▼▼▼

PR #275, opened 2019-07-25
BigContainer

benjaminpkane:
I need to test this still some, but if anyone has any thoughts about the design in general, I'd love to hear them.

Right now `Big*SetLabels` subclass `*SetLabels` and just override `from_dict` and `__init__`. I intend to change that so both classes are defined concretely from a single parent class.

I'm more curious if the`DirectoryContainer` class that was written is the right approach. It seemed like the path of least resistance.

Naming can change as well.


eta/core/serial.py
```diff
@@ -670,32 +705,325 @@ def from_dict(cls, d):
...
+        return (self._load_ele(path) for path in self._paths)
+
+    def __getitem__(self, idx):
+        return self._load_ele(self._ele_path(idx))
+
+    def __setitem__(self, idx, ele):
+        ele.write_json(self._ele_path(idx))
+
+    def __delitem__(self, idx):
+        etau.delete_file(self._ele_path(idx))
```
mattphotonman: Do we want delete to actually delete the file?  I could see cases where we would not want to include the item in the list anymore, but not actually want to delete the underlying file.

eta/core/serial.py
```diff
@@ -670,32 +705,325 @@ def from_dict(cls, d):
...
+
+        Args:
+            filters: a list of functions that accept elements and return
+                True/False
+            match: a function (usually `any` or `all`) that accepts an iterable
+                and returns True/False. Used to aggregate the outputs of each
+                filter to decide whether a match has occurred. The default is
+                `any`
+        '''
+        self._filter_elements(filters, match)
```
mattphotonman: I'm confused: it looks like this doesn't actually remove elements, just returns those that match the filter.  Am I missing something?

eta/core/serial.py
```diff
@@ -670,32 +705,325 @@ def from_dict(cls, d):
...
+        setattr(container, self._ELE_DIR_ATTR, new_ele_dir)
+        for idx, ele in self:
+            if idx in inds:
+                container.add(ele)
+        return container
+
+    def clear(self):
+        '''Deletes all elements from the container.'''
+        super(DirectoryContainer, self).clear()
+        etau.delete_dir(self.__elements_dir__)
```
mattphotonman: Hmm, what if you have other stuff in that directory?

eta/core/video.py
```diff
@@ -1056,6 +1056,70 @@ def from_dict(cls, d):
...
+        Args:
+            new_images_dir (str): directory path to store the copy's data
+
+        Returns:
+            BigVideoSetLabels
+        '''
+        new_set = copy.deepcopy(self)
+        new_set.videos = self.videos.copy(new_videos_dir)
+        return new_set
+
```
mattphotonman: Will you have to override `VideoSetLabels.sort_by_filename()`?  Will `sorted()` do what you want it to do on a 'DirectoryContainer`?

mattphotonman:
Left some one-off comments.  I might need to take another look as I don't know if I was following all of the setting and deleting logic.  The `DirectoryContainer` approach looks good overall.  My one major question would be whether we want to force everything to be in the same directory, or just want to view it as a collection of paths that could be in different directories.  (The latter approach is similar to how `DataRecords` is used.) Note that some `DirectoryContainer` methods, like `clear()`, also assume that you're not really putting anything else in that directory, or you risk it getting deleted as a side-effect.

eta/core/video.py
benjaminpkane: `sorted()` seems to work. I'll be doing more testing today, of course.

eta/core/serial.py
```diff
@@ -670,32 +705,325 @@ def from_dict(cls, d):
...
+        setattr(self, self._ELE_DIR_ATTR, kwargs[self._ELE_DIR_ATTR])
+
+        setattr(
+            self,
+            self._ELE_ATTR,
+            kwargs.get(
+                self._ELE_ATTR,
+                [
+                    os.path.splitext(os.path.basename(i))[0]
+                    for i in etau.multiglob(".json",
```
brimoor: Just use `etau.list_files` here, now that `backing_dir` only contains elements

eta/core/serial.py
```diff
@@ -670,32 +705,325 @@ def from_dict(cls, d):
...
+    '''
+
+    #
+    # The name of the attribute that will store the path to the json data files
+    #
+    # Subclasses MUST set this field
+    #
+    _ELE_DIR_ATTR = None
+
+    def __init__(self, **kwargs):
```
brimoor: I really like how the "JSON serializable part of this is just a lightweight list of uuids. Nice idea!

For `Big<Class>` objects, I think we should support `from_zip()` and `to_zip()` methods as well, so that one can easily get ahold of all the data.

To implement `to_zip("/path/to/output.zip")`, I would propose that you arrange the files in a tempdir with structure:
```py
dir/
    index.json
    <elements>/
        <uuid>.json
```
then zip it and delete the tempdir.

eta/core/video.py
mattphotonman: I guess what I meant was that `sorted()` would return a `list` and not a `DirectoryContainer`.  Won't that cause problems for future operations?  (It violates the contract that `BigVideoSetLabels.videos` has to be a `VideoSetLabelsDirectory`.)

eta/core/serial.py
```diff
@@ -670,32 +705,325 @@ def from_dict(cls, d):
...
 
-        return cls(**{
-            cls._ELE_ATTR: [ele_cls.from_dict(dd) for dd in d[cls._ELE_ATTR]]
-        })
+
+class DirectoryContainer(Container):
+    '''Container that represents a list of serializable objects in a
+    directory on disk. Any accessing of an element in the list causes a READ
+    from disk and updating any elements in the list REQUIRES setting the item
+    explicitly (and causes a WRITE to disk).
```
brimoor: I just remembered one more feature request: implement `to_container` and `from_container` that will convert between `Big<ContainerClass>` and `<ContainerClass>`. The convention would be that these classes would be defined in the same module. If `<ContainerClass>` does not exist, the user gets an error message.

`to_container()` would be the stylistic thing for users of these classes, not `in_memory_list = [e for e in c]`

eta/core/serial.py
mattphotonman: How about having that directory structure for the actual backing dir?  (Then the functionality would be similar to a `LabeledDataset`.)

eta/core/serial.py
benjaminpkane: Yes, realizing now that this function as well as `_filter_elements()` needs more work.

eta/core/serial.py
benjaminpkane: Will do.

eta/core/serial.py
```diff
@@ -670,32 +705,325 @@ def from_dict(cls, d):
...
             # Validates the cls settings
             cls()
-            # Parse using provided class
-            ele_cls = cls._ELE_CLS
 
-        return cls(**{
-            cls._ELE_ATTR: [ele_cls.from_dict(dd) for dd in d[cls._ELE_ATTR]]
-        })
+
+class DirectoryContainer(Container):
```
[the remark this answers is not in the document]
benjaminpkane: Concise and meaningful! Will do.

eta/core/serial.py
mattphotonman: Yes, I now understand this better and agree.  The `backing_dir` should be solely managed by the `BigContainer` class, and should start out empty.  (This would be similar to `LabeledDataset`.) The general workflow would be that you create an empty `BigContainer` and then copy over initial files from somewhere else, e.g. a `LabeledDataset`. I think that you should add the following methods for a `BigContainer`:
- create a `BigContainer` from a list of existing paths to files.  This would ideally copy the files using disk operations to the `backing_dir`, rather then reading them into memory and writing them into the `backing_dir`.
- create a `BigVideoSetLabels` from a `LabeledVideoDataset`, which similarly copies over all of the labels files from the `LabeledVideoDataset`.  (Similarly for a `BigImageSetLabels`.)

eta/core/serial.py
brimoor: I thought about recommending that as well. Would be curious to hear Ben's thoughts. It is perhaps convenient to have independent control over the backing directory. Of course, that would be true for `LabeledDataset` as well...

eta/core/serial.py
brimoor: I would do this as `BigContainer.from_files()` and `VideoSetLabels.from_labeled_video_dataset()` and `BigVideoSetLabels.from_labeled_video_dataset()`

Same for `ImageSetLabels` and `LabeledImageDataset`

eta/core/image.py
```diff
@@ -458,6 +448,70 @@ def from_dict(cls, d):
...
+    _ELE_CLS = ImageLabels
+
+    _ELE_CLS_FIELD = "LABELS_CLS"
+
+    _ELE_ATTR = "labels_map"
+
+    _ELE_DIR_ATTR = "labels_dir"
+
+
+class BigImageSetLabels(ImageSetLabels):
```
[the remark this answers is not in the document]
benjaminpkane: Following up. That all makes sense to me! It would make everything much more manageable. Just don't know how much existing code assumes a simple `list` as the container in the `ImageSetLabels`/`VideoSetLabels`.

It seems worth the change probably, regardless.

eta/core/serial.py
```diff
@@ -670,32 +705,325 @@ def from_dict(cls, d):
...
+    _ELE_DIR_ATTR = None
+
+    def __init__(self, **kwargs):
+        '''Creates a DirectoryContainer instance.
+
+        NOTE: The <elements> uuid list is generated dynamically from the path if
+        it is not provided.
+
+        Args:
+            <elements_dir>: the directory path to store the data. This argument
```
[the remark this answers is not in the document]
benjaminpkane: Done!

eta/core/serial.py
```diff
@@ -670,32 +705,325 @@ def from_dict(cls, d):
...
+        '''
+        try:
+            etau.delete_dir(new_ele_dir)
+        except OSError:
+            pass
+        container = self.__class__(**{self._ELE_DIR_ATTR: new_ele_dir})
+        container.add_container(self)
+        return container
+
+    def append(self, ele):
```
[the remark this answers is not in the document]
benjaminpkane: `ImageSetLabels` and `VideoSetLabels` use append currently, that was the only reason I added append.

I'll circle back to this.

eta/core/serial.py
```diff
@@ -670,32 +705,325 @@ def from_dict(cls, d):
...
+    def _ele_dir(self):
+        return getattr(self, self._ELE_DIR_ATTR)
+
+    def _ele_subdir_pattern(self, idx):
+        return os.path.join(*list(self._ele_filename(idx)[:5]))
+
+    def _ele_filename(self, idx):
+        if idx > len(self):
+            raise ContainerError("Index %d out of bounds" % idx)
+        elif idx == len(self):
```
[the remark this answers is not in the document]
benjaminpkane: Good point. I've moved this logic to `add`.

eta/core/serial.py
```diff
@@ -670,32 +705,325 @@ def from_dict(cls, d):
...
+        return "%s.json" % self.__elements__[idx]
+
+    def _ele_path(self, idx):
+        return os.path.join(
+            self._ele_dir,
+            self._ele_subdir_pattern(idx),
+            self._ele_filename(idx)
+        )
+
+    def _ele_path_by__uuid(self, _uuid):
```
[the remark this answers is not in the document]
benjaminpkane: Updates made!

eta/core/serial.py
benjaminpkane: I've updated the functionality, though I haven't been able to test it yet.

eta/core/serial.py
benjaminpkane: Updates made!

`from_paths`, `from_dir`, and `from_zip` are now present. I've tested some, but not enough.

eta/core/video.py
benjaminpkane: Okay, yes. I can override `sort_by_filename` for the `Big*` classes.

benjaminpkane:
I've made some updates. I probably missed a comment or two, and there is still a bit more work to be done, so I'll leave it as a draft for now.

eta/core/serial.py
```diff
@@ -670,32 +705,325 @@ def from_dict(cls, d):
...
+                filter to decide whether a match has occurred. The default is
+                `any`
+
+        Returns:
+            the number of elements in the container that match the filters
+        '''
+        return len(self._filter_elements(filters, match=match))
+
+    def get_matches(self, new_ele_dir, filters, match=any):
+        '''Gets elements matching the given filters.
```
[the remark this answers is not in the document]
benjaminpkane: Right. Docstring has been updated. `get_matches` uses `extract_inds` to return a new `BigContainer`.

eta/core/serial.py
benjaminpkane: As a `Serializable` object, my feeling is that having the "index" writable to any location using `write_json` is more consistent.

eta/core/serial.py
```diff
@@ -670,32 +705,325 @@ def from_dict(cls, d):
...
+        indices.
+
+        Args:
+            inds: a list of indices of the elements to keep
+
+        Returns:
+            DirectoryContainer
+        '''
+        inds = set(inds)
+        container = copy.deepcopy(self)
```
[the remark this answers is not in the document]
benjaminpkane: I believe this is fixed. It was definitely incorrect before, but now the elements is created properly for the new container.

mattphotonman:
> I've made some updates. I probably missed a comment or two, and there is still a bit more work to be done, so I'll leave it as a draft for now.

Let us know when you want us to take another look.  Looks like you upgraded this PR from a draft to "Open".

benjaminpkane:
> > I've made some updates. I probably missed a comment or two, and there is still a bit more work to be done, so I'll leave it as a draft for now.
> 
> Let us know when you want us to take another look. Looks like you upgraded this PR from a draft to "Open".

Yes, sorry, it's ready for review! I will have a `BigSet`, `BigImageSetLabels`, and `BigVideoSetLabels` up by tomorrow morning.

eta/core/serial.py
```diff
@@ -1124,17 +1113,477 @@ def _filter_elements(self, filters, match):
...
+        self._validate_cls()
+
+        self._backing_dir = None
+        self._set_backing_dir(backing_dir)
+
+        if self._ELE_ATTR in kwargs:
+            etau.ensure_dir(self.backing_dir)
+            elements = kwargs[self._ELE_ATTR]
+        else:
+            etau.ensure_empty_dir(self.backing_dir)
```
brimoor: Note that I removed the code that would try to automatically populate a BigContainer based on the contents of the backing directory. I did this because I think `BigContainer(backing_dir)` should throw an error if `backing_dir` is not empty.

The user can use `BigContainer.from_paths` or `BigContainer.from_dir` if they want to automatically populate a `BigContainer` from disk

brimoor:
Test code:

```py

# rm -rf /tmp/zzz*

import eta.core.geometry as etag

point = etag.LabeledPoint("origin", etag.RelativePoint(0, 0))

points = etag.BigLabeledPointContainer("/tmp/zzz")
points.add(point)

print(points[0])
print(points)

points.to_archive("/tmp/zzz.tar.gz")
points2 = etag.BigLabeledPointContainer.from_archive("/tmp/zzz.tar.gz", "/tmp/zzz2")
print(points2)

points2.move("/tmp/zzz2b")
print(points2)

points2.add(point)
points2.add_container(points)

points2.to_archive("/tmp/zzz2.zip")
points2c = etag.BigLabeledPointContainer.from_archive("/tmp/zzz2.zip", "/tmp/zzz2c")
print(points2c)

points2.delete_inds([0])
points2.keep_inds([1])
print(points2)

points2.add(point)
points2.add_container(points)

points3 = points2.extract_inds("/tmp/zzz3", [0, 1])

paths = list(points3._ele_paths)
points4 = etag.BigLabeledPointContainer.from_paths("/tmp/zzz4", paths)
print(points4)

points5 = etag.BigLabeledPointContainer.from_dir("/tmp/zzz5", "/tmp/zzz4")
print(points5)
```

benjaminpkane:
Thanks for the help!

▲▲▲

The listing above holds a line with "Naming can change as well." and a line with "mattphotonman: I'm confused: it". Print the stretch from the first through the second, exactly and alone.

• Answer area:
Naming can change as well.


eta/core/serial.py
```diff
@@ -670,32 +705,325 @@ def from_dict(cls, d):
...
+        return (self._load_ele(path) for path in self._paths)
+
+    def __getitem__(self, idx):
+        return self._load_ele(self._ele_path(idx))
+
+    def __setitem__(self, idx, ele):
+        ele.write_json(self._ele_path(idx))
+
+    def __delitem__(self, idx):
+        etau.delete_file(self._ele_path(idx))
```
mattphotonman: Do we want delete to actually delete the file?  I could see cases where we would not want to include the item in the list anymore, but not actually want to delete the underlying file.

eta/core/serial.py
```diff
@@ -670,32 +705,325 @@ def from_dict(cls, d):
...
+
+        Args:
+            filters: a list of functions that accept elements and return
+                True/False
+            match: a function (usually `any` or `all`) that accepts an iterable
+                and returns True/False. Used to aggregate the outputs of each
+                filter to decide whether a match has occurred. The default is
+                `any`
+        '''
+        self._filter_elements(filters, match)
```
mattphotonman: I'm confused: it looks like this doesn't actually remove elements, just returns those that match the filter.  Am I missing something?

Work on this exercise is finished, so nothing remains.